“瞎说,哪有咬断舌头的,”李陆飞笑嘻嘻说着,本想做个夸张一点的动作活跃气氛,可两腿一软,再次跌坐在沙发上,只能无奈的说道:“我自己就是医生,有事没事儿我心里有数。别听苗苗吓唬人,我就是身体有点虚,拿两块钱一包的葡萄糖粉用水一冲,喝完就顶上来了!”

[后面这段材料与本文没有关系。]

PR #465, opened 2025-11-12
PG-1968 Add support for AES 256 encryption

dAdAbird:
A new GUC option is applied to all newly created keys - both principal and internal. 
We had to change the _keys file format to accommodate 32-byte internal keys. So the keys file migration routine was added at server start.

### DIFF
--- a/src/encryption/enc_aes.c
+++ b/src/encryption/enc_aes.c
@@ -63,6 +63,10 @@ AesEcbEncrypt(EVP_CIPHER_CTX **ctxPtr, const unsigned char *key, int key_len, co
 	Assert(key_len == 16 || key_len == 32);
 	cipher = key_len == 32 ? cipher_ctr_ecb_256 : cipher_ctr_ecb_128;
 
+	/*
+	 * TODO: Currently, only Ecb (WAL) use cached context. This caching was
+	 * done for optimisation. Do we need it anymore?
+	 */
 	if (*ctxPtr == NULL)
 	{
 		Assert(cipher != NULL);


fetools/pg17/pg_basebackup/pg_basebackup.c
```diff
@@ -683,7 +683,7 @@ StartLogStreamer(char *startpos, uint32 timeline, char *sysidentifier,
 			exit(1);
 		}
 		pg_tde_save_server_key(principalKey, false);
-		TDEXLogSmgrInitWrite(true);
+		TDEXLogSmgrInitWrite(true, 16);
```
jeltz: I don't like seeing a random 16 in the source, but will need to think what the right solution is.

src/encryption/enc_aes.c
```diff
@@ -44,20 +48,28 @@ AesInit(void)
 	cipher_cbc = EVP_aes_128_cbc();
```
AndersAstrand: we should add `_128` suffixes to these I think.

src/encryption/enc_tde.c
```diff
@@ -27,9 +27,9 @@ iv_prefix_debug(const char *iv_prefix, char *out_hex)
 #endif
 
 void
-pg_tde_generate_internal_key(InternalKey *int_key)
+pg_tde_generate_internal_key(InternalKey *int_key, int key_len)
 {
-	if (!RAND_bytes(int_key->key, INTERNAL_KEY_LEN))
+	if (!RAND_bytes(int_key->key, key_len))
```
AndersAstrand, line 56: I think we should have the `Assert()` for allowed key lengths here as well.

src/pg_tde_guc.c
```diff
@@ -51,4 +77,17 @@ TdeGucInit(void)
 							 NULL	/* show_hook */
 		);
 
+	DefineCustomEnumVariable("pg_tde.cipher",	/* name */
```
AndersAstrand, line 71: Do we want to support using different ciphers for principal key and relation/wal keys in the future?

src/smgr/pg_tde_smgr.c
```diff
@@ -103,7 +104,7 @@ tde_smgr_create_key(const RelFileLocatorBackend *smgr_rlocator)
 {
 	InternalKey *key = palloc_object(InternalKey);
 
-	pg_tde_generate_internal_key(key);
+	pg_tde_generate_internal_key(key, TdeKeyLength);
```
AndersAstrand: This commit should use 16 here, shouldn't it? We don't support longer internal keys yet.

src/keyring/keyring_api.c
AndersAstrand, line 1: We should probably log a WARNING or NOTICE if the key loaded from the KMS doesn't match the current setting for `TdeKeyLength`, since they obviously want some other cipher than what they're getting.

Maybe also add a `error_hint()` about how to rotate the principal key?

src/pg_tde_guc.c
```diff
@@ -6,11 +6,37 @@
...
 #include "utils/guc.h"
 
+#include "keyring/keyring_api.h"
 #include "pg_tde_guc.h"
 
 bool		AllowInheritGlobalProviders = true;
 bool		EncryptXLog = false;
 bool		EnforceEncryption = false;
+int			Cipher = TDE_CIPHER_AES_128;
+int			TdeKeyLength = KEY_DATA_SIZE_128;
```
AndersAstrand: Why does this have a `Tde` prefix when the others do not?

fetools/pg17/pg_basebackup/pg_basebackup.c
AndersAstrand: These belong in the same commit as where the called function is changed I believe.

src/access/pg_tde_tdemap.c
```diff
@@ -712,15 +724,16 @@ pg_tde_file_header_read(const char *tde_filename, int fd, TDEFileHeader *fheader
...
-	if (*bytes_read != sizeof(TDEFileHeader)
-		|| fheader->file_version != PG_TDE_FILEMAGIC)
+	if (*bytes_read != sizeof(TDEFileHeader))
 	{
 		ereport(FATAL,
 				errcode_for_file_access(),
 				errmsg("TDE map file \"%s\" is corrupted: %m", tde_filename));
 	}
+
+	return fheader->file_version;
```
AndersAstrand: I'm not sure what we gain by returning this value instead of just using the field from the header structure after the call?

src/access/pg_tde_xlog_keys.c
```diff
@@ -55,6 +57,26 @@ typedef struct WalKeyFileEntry
 	/* IV and tag used when encrypting the key itself */
 	unsigned char entry_iv[MAP_ENTRY_IV_SIZE];
 	unsigned char aead_tag[MAP_ENTRY_AEAD_TAG_SIZE];
+} WalKeyFileEntryOld;
+
+typedef struct WalKeyFileEntry
+{
+	uint32		key_len;
+	CipherType	cipher;			/* Cipher type. We support only AES for now. */
```
AndersAstrand: Should we use `uint32` here as we do with the other enum that's written directly to file?

This probably doesn't matter in practice for this enum as it's unlikely to hold more than a handful of values, but I would prefer to get an error if we add so many entries the size of the enum grows rather than the file format randomly changing because of it.

AndersAstrand (changes requested):
The commit messages needs work since they current reveal very little of what the commits actually do.

I also think we need to discuss the technical debt we take on here by pushing generalization of the file format versions to the future. Adding "old" and "new" versions of all the functions works for now ofc, but means that it's something we need to clean up later.

Maybe it's worth taking on that debt now, I'm not sure.

src/access/pg_tde_tdemap.c
```diff
@@ -80,14 +82,36 @@ typedef struct TDEMapEntry
 	/* IV and tag used when encrypting the key itself */
 	unsigned char entry_iv[MAP_ENTRY_IV_SIZE];
 	unsigned char aead_tag[MAP_ENTRY_AEAD_TAG_SIZE];
+} TDEMapEntryOld;
+
+typedef struct TDEMapEntry
+{
+	uint32		key_len;		/* Part of AAD */
```
jeltz: I believe we discussed this but I have sadly forgot. Why are not the key lengths stored in a separate field instead of looking it up based on algorthm? Will we ever support an algorthm which can have diffeent lengths? As far as I remember OpenSSL treats AES-128 and AES-256 as separate algorithms,

fetools/pg17/pg_basebackup/pg_basebackup.c
AndersAstrand: I think it's fine as an intermediate step before the longer keys are supported in the later commits.

dAdAbird: I'll fix it in the upcoming PR(s) when taking care of fetools

src/access/pg_tde_tdemap.c
dAdAbird: I don't remember we've ever discussed that but I see your point. It might make sense, let me think

src/access/pg_tde_tdemap.c
dAdAbird: It seemed like a cleaner interface to me. But looking at it now, you're right, it doesn't worth changes

src/pg_tde_guc.c
dAdAbird: Good question. I don't know. We can name the option as `pg_tde.default_cipher`, as @artemgavrilov proposed in the feedback to the draft PR. But as for me, this name is a bit confusing now

src/keyring/keyring_api.c
dAdAbird: It might also make sense to check that the Principal Key's length matches that of the Internal Key (and issue a WARNING if it doesn't) whenever we decrypt the latter. What do you think? Or is it an overkill?

src/pg_tde_guc.c
AndersAstrand: As discussed elsewhere, I think it's fine to keep the name `pg_tde.cipher` as we don't have a better suggestion.

src/keyring/keyring_api.c
AndersAstrand: Hmm... yes. that makes sense. I wonder if we want WARNING on them or just LOG or INFO? I think we could spam the warning log _a lot_ otherwise.

src/pg_tde_guc.c
dAdAbird: We decided to leave it like it is for now

src/access/pg_tde_tdemap.c
dAdAbird: done

src/access/pg_tde_tdemap.c
```diff
@@ -39,7 +40,8 @@
 }
 #endif
 
-#define PG_TDE_FILEMAGIC			0x03454454	/* version ID value = TDE 03 */
+#define PG_TDE_FILEMAGIC_OLD		0x03454454	/* version ID value = TDE 03 */
```
dutow: Instead of "OLD", maybe we could call these FILEMAGIC_03 / TDEMapEntry03 or something like that? So that we don't end up with "OldOld" or "Old2" the next time we change something.

src/access/pg_tde_tdemap.c
```diff
@@ -80,6 +82,27 @@ typedef struct TDEMapEntry
 	/* IV and tag used when encrypting the key itself */
 	unsigned char entry_iv[MAP_ENTRY_IV_SIZE];
 	unsigned char aead_tag[MAP_ENTRY_AEAD_TAG_SIZE];
+} TDEMapEntryOld;
+
+typedef struct TDEMapEntry
```
dutow, line 57: Similarly we could use a version in this typename?

src/encryption/enc_aes.c
```diff
@@ -32,32 +32,44 @@
...
 
 	if (*ctxPtr == NULL)
 	{
-		Assert(cipher_ctr_ecb != NULL);
+		Assert(cipher != NULL);
 
 		*ctxPtr = EVP_CIPHER_CTX_new();
 
-		if (EVP_CipherInit_ex(*ctxPtr, cipher_ctr_ecb, NULL, key, NULL, 1) == 0)
+		if (EVP_CipherInit_ex(*ctxPtr, cipher, NULL, key, NULL, 1) == 0)
```
dutow, line 76: Not completely related to the PR, but I realized that now we only cache the context for WAL and nothing else.

For everything else, ctx is always created internally every time.

This is just something we should investigate, as the mixed implementation most likely isn't practical.

Maybe we should also have an assert about the cipher size in this function, when we are reusing an older context?

src/include/pg_tde.h
```diff
@@ -9,6 +9,9 @@
 
 #define TDE_TRANCHE_NAME "pg_tde_tranche"
 
+#define PG_TDE_WAL_KEY_FILE_MAGIC 0x024B4557	/* version ID value = WEK 02 */
+#define PG_TDE_FILEMAGIC		  0x04454454	/* version ID value = TDE 04 */
```
dutow: why do we define the old and new magics at different places?

src/include/pg_tde.h
```diff
@@ -9,8 +9,16 @@
 
 #define TDE_TRANCHE_NAME "pg_tde_tranche"
 
+/*
+ * Only numeric version (the most left byte) should be changed when updating
+ * file foramt. Otherwise, it will brake the migration process.
```
dutow: break

src/access/pg_tde_tdemap.c
```diff
@@ -929,52 +898,91 @@ pg_tde_get_smgr_key(RelFileLocator rel)
...
+	Oid			spcOid;			/* Part of AAD */
+	RelFileNumber relNumber;	/* Part of AAD */
+	uint32 type;				/* Part of AAD */
+	uint32		_unused3;		/* Part of AAD */
+
+	uint8		encrypted_key_data[16]; /* 16 is the max key length for this
+										 * version */
+	uint8		key_base_iv[16];
+
+	uint32		_unused1;		/* Will be 1 in existing files entries. */
```
dutow: is there a reason for the strange unused ordering (3-1-4-2)?

dAdAbird: Good catch. Must be a legacy. I don't see how it matters now, so changed it

src/encryption/enc_aes.c
dAdAbird: I'v added an assert and TODO comment regarding context caching

fetools/pg17/pg_basebackup/pg_basebackup.c
AndersAstrand: Why isn't everything included in this PR?

src/pg_tde_guc.c
AndersAstrand: Why was this marked resolved without any change or comment?

src/access/pg_tde_tdemap.c
```diff
@@ -70,7 +70,7 @@ typedef struct TDEMapEntry
 	uint32		type;			/* Part of AAD */
 	uint32		_unused3;		/* Part of AAD */
 
-	uint8		encrypted_key_data[INTERNAL_KEY_LEN];
+	uint8		encrypted_key_data[INTERNAL_KEY_MAX_LEN];
```
AndersAstrand: This will break when reading existing files since you've now changed this from 16 bytes to 32 without dealing with file versions.

I think this commit should only add the support internally without changing any fileformat or such

src/pg_tde_guc.c
dAdAbird: Oopsie, I, for some reason, thought about prefix in `TDE_CIPHER_AES_128` but blanked out on `TdeKeyLength`. Will fix

fetools/pg17/pg_basebackup/pg_basebackup.c
dAdAbird: I didn't want to bloat this PR even more for the reviewers sake. Plus I hoped to merge something before december. But at this stage it probably makes sense to do another commit here. Will do

src/smgr/pg_tde_smgr.c
```diff
@@ -121,7 +122,7 @@ tde_smgr_create_key_redo(const RelFileLocator *rlocator)
 {
 	InternalKey key;
 
-	pg_tde_generate_internal_key(&key);
+	pg_tde_generate_internal_key(&key, KeyLength);
```
dutow, line 125: This is probably safe, but maybe we should have a testcase that:

1. starts with 128 bit keys
2. creates a table / writes some data into it
3. crashes
4. changes the key length to 256 bits
5. performs recovery

fetools/pg18/pg_resetwal/pg_resetwal.c
```diff
@@ -541,7 +541,7 @@ main(int argc, char *argv[])
 	 * because we want to be sure that everything is checked and ready for
 	 * writing at this point.
 	 */
-	TDEXLogSmgrInitWrite(false);
+	TDEXLogSmgrInitWrite(false, 16);
```
dutow: It seems safe to use a fixed 128 bit here and above in basebackup, but a comment mentioning it could help.

src/include/encryption/enc_tde.h
```diff
@@ -5,22 +5,51 @@
...
+{
+	switch (cipher)
+	{
+		case CIPHER_AES_128:
+			return KEY_DATA_SIZE_128;
+		case CIPHER_AES_256:
+			return KEY_DATA_SIZE_256;
+
+		default:
+			Assert(false);
```
dutow: This could be an error instead, so that we don't silently ignore some data corruption in production builds?

src/include/encryption/enc_tde.h
```diff
@@ -5,22 +5,51 @@
...
+#define MAX_KEY_DATA_SIZE KEY_DATA_SIZE_256 /* maximum 256 bit encryption */
+
+typedef enum CipherType
+{
+	CIPHER_AES_128,
+	CIPHER_AES_256,
+} CipherType;
+
+static inline uint32
+pg_tde_cipher_key_lenght(CipherType cipher)
```
dutow: typo, should be length

src/access/pg_tde_tdemap.c
```diff
@@ -876,5 +885,195 @@ pg_tde_get_smgr_key(RelFileLocator rel)
...
+		}
+
+		/* The type check later, when extracting the principal key */
+		if (FILEMAGIC_VERSION(fheader.file_version) == 3)
+			read_map_entry = map_from_disk_entry_v3;
+		else
+			elog(ERROR, "keys migration: unsupported or corrupted version %d of file \"%s\"", FILEMAGIC_VERSION(fheader.file_version), db_map_path);
+
+		/*
+		 * The old file exists and it's not empty, hece a principal key should
```
dutow: hence

src/include/pg_tde.h
```diff
@@ -9,6 +9,17 @@
 
 #define TDE_TRANCHE_NAME "pg_tde_tranche"
 
+/*
+ * Only numeric version (the most left byte) should be changed when updating
+ * file foramt. Otherwise, it will break the migration process.
```
dutow: format

src/encryption/enc_aes.c
```diff
@@ -32,37 +32,55 @@
...
+AesEcbEncrypt(EVP_CIPHER_CTX **ctxPtr, const unsigned char *key, int key_len, const unsigned char *in, int in_len, unsigned char *out)
 {
 	int			out_len;
+	const EVP_CIPHER *cipher;
 
+	Assert(key_len == 16 || key_len == 32);
+	cipher = key_len == 32 ? cipher_ctr_ecb_256 : cipher_ctr_ecb_128;
+
+	/*
+	 * TDOD: Currently, only Ecb (WAL) use cached context. This caching was
```
dutow: TODO

src/access/pg_tde_tdemap.c
```diff
@@ -876,5 +885,195 @@ pg_tde_get_smgr_key(RelFileLocator rel)
...
+
+	memcpy(out->base_iv, entry->key_base_iv, sizeof(entry->key_base_iv));
+	if (!AesGcmDecrypt(principal_key->keyData, principal_key->keyLength,
+					   entry->entry_iv, sizeof(entry->entry_iv),
+					   (unsigned char *) entry, offsetof(TDEMapEntryV3, encrypted_key_data),
+					   entry->encrypted_key_data, out->key_len,
+					   out->key,
+					   entry->aead_tag, sizeof(entry->aead_tag)))
+		ereport(ERROR,
+				errmsg("Failed to decrypt key, incorrect principal key or corrupted key file"));
```
dutow: shouldn't error messages start with lowercase letters?

src/pg_tde.c
```diff
@@ -76,7 +85,8 @@ tde_shmem_startup(void)
 	TDEXLogSmgrShmemInit();
 
 	TDEXLogSmgrInit();
-	TDEXLogSmgrInitWrite(EncryptXLog);
+	pg_tde_migrate_internal_keys();
```
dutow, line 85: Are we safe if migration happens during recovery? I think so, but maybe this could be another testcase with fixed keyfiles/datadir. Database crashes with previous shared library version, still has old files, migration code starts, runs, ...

什么乍寒乍暖,什么脱力疲惫,等等这些都是诱因。之所以晕厥,根本就根本就还是血糖降低的太快,再加上爆发之时用力过猛,产生的肌酸无法分解,体内的hp值过低,一时无法适应而已。若李陆飞是个常年做体力活的,身子自然而然就习惯了,肯定不会出现晕厥的情况。这种状态多吃点可溶解的大分子糖类就差不多了,最多将养几天恢复一下即可,根本就不需要大张旗鼓的治疗。只不过现代人比较娇贵,见到晕厥就吓坏了,才会认为是十分严重的病情。
要不是苗苗解释的如此通透,阮妈妈还真以为这是李陆飞给苗苗弄的小玩笑。看着他唇齿间那一片殷红,心中最柔软的那一部分好似被一只无形的大手狠狠揉捏过,也说不清楚是酸楚还是心疼了。

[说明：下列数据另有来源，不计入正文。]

PR #233, opened 2018-01-31
Make scheme `config` optional, relying on defaults

kastiglione:
Change the `config` field in scheme actions to optional. When not specified, a default will be used. This updates the spec to reflect this change.

### DIFF
--- a/Docs/ProjectSpec.md
+++ b/Docs/ProjectSpec.md
@@ -427,7 +427,7 @@ targets:
 ### Common Build Action options
 The different actions share some properties:
 
-- [ ] **config**: **String** - All build actions can be set to use a certain config. If this is not set the first configuration found of a certain type will be used, depending on the type:
+- [x] **config**: **String** - All build actions can be set to use a certain config. If this is not set the first configuration found of a certain type will be used, depending on the type:
 	- `debug`: run, test, analyze
 	- `release`: profile, archive
 - [ ] **commandLineArguments**: **[String:Bool]** - `run`, `test` and `profile` actions have a map of command line arguments to whether they are enabled
--- a/Docs/ProjectSpec.md
+++ b/Docs/ProjectSpec.md
@@ -427,7 +427,7 @@ targets:
 ### Common Build Action options
 The different actions share some properties:
 
-- [x] **config**: **String** - All build actions can be set to use a certain config. If this is not set the first configuration found of a certain type will be used, depending on the type:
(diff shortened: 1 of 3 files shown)


yonaskolb:
Yeah that's true actually. 👍  
The reason it's documented as optional in the description is that it's a required property to set on a scheme, but if something like the testAction isn't even defined it will look for a default config.
It currently says 
> All build actions can be set to use a certain config. If this is not set the first configuration found of a certain type will be used, depending on the type:


We could either make the config property optional, or change the description to something like:

> All build actions can be set to use a certain config. If a build action is not defined, the first configuration found of a certain type will be used, depending on the type:

Thoughts?

kastiglione:
I agree that it should not be mandatory to define each build action.

I think both this change should happen, and the change of wording you suggest.

I see that it is strange to have a required field within an optional field, but there is sort of precedent for this. The top level `schemes` field is optional, but the `build` field within it is marked required. My recent addition of pre- and post-actions mark the `script` field as required even though it's within optional fields.

The reason I opened this pull request is because on a couple occasions recently I have had to debug why my build actions weren't showing up in the generated Xcode project, and in those cases it was because I had left out the `config` fields.

Perhaps the solution is making this a runtime warning or error, like:

> Ignoring (build|run|test|...) action in <schemeName> scheme because it's missing a config field.

yonaskolb:
Yeah I think both those changes should be made 👍 

- make `config` optional
- make description `All build actions can be set to use a certain config. If a config, or the build action itself, is not defined the first configuration found of a certain type will be used, depending on the type:`

I agree it's strange to have a required field in a optional property. `JSONUtilities` doesn't help there either because optional properties ignore their internal errors (which is why you weren't seeing any errors in your case). The move to `Decodable` which has an explicit `decodeIfPresent` will solve that issue, as it will still throw errors if the property is present but malformed.

The other cases you mentioned are slightly different as they are either lists of things, or don't have defaults. (you need assign a script to an action). In this case config has a default (the first found config of the required type) which is a good default for people who have just debug and release (or don't even define any configs and get the defaults)

kastiglione:
> make `config` optional

so change the code so that it's optional and finds the default as you've described?

yonaskolb:
Yep. All that’s needed in the generator side should be an extra `?`

kastiglione:
I updated the code and documentation. Let me know if this looks like what you expected.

全身都是微微的颤抖,嘴皮动了几动,却什么都没有说。返身就搬来一张小凳子,站在小凳子上从衣柜顶上拽出一个小小的鞋盒子,从一双破旧的老胶皮鞋里摸出一个红布手帕。
左一层右一层的将手帕打开了,从中取出两个比花生米略大些的耳坠,耳坠色泽微黄,闪耀着微微的金色光芒:“这是苗苗的外婆出嫁时的嫁妆,纯金的。你嫂子过门我都没有舍得拿出来,原本想留给小胖将来娶媳妇做见面礼的。看来是时候用上它了……”
这是给还刚刚上幼儿园的孙子留的,连儿媳妇都没有舍得给,世代相传可见其珍贵程度。这个时候,阮妈妈终于将这最后压箱底的“宝贝”掏出来了。